PR #373, opened 2015-12-17
Simple changes to make Parsedown more pluggable

rhukster:
An alternative and simpler approach to make Parsedown able to support plugins that extend functionality without requiring extending the class.  I outlined this approach in the comments of PR #340.

My approach is simpler and less invasive but allows for the ability to dynamically add methods to Parsedown by overriding the new `isBlockContinueable` and `isBlockCompleteable` methods.

In Parsedown itself, these will simply use the existing `method_exists()` check.  However in a 3rd party overridden class they can be extended to support other checks.

### DIFF
--- a/Parsedown.php
+++ b/Parsedown.php
@@ -175,7 +175,7 @@ class Parsedown
                 }
                 else
                 {
-                    if ($this->isBlockCompleteable($CurrentBlock['type']))
+                    if ($this->isBlockCompletable($CurrentBlock['type']))
                     {
                         $CurrentBlock = $this->{'block'.$CurrentBlock['type'].'Complete'}($CurrentBlock);
                     }
@@ -216,7 +216,7 @@ class Parsedown
                         $Block['identified'] = true;
                     }
 
-                    if ($this->isBlockContinueable($blockType))
+                    if ($this->isBlockContinuable($blockType))
                     {
                         $Block['continuable'] = true;
                     }
@@ -245,7 +245,7 @@ class Parsedown
 
         # ~
 
-        if (isset($CurrentBlock['continuable']) and $this->isBlockCompleteable($CurrentBlock['type']))
+        if (isset($CurrentBlock['continuable']) and $this->isBlockCompletable($CurrentBlock['type']))
         {
             $CurrentBlock = $this->{'block'.$CurrentBlock['type'].'Complete'}($CurrentBlock);
         }
@@ -281,12 +281,12 @@ class Parsedown
     #
     # Allow for plugin extensibility
     #
-    protected function isBlockContinueable($Type)
+    protected function isBlockContinuable($Type)
     {
         return method_exists($this, 'block'.$Type.'Continue');
     }
 
-    protected function isBlockCompleteable($Type)
+    protected function isBlockCompletable($Type)
     {
         return method_exists($this, 'block'.$Type.'Complete');
     }
--- a/Parsedown.php
+++ b/Parsedown.php
@@ -115,7 +115,7 @@ class Parsedown
     # Blocks
     #
 
-    private function lines(array $lines)
+    protected function lines(array $lines)
     {
         $CurrentBlock = null;
 
--- a/Parsedown.php
+++ b/Parsedown.php
@@ -1534,8 +1534,8 @@ class Parsedown
         'q', 'rt', 'ins', 'font',          'strong',
         's', 'tt', 'sub', 'mark',
         'u', 'xm', 'sup', 'nobr',
-        'var', 'ruby',
-        'wbr', 'span',
-        'time',
+                   'var', 'ruby',
+                   'wbr', 'span',
+                          'time',
     );
 }
--- a/Parsedown.php
+++ b/Parsedown.php
@@ -175,7 +175,7 @@ class Parsedown
                 }
                 else
                 {
-                    if (method_exists($this, 'block'.$CurrentBlock['type'].'Complete'))
+                    if ($this->isBlockCompleteable($CurrentBlock['type']))
                     {
                         $CurrentBlock = $this->{'block'.$CurrentBlock['type'].'Complete'}($CurrentBlock);
                     }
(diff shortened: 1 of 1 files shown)


erusev:
@rhukster could u provide a simple use case example - perhaps, an simple extension that's built on top of the proposed architecture

rhukster:
Sure.. I am pasting some stripped down code to show the basics:

First i have my own class that extends Parsedown:

```php
<?php
namespace Grav\Common\Markdown;

class Parsedown extends \Parsedown
{
    use ParsedownGravTrait;

    public function __construct($page, $defaults)
    {
        $this->init($page, $defaults);
    }

}
```

Then I have a Trait that adds functionality for both Parsedown and ParsedownExtra. This provides a new `addBlockType` and `addInlineType` method that sets up the basics Parsedown needs to add the types.  Also you will see references to the new `isBlockContinueable` and `isBlockCompleteable` methods that override the default definition to take into account a local array.

```php
<?php
namespace Grav\Common\Markdown;

/**
 * A trait to add some custom processing to the identifyLink() method in Parsedown and ParsedownExtra
 */
trait ParsedownGravTrait
{
    use GravTrait;

    public $completeable_blocks = [];
    public $continueable_blocks = [];

    /**
     * Initialization function to setup key variables needed by the MarkdownGravLinkTrait
     *
     * @param $page
     * @param $defaults
     */
    protected function init($page, $defaults)
    {
        self::getGrav()->fireEvent('onMarkdownInitialized', new Event(['markdown' => $this]));
    }

    /**
     * Be able to define a new Block type or override an existing one
     *
     * @param $type
     * @param $tag
     * @param $continueable
     * @param $completeable
     */
    public function addBlockType($type, $tag, $continueable = false, $completeable = false)
    {
        $this->BlockTypes[$type] []= $tag;

        if ($continueable) {
            $this->continueable_blocks[] = $tag;
        }

        if ($completeable) {
            $this->completeable_blocks[] = $tag;
        }
    }

    /**
     * Be able to define a new Inline type or override an existing one
     *
     * @param $type
     * @param $tag
     */
    public function addInlineType($type, $tag)
    {
        $this->InlineTypes[$type] []= $tag;
        $this->inlineMarkerList .= $type;
    }

    protected function isBlockContinueable($type)
    {
        $continueable = in_array($type, $this->continueable_blocks) || method_exists($this, 'block'.$Type.'Continue');
        return $continueable;
    }

    protected function isBlockCompleteable($type)
    {
        $completeable = in_array($type, $this->completeable_blocks) || method_exists($this, 'block'.$Type.'Complete');
        return $completeable;
    }

    // For extending this class via plugins
    public function __call($method, $args)
    {
        if (isset($this->$method) === true) {
            $func = $this->$method;
            return call_user_func_array($func, $args);
        }
    }
}
```

Lastly is a Grav plugin that adds the Inline Color example from your FAQ and also a new **Notices** block type:

```php
<?php
namespace Grav\Plugin;

use \Grav\Common\Plugin;
use RocketTheme\Toolbox\Event\Event;

class MarkdownColorPlugin extends Plugin
{
    /**
     * @return array
     */
    public static function getSubscribedEvents()
    {
        return [
            'onMarkdownInitialized' => ['onMarkdownInitialized', 0]
        ];
    }

    public function onMarkdownInitialized(Event $event)
    {
        // Get markdown from the event
        $markdown = $event['markdown'];

        // Initialize Text example
        $markdown->addInlineType('{', 'ColoredText');

        // Add function to handle this
        $markdown->inlineColoredText = function($excerpt) {
            if (preg_match('/^{c:([#\w]\w+)}([^{]+){\/c}/', $excerpt['text'], $matches))
            {
                return array(
                    'extent' => strlen($matches[0]),
                    'element' => array(
                        'name' => 'span',
                        'text' => $matches[2],
                        'attributes' => array(
                            'style' => 'color: '.$matches[1],
                        ),
                    ),
                );
            }
        };

        // Initialize the Notices example
        $markdown->addBlockType('!', 'Notices', true, false);

        // Register the main block function
        $markdown->blockNotices = function($Line) {
            if (preg_match('/^(!{1,4}) (.*)/', $Line['text'], $matches))
            {
                $level = strlen($matches[1]);

                if ($level > 4)
                {
                    return;
                }

                $text = $matches[2];

                $Block = array(
                    'element' => array(
                        'name' => 'div',
                        'handler' => 'lines',
                        'attributes' => array(
                            'class' => 'alert'. $level,
                        ),
                        'text' => (array) $text,
                    ),
                );

                return $Block;
            }
        };

        // Register the continue function
        $markdown->blockNoticesContinue = function($Line, array $Block) {
            if ($Line['text'][0] === '!' and preg_match('/^![ ]?(.*)/', $Line['text'], $matches))
            {
                if (isset($Block['interrupted']))
                {
                    $Block['element']['text'] []= '';

                    unset($Block['interrupted']);
                }

                $Block['element']['text'] []= $matches[1];

                return $Block;
            }

            if ( ! isset($Block['interrupted']))
            {
                $Block['element']['text'] []= $Line['text'];

                return $Block;
            }
        };
    }
}
```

• To do
Identify the lines in the entries above that contain "example", then copy them out.

• Answer to the problem
@rhukster could u provide a simple use case example - perhaps, an simple extension that's built on top of the proposed architecture
Lastly is a Grav plugin that adds the Inline Color example from your FAQ and also a new **Notices** block type:
        // Initialize Text example
        // Initialize the Notices example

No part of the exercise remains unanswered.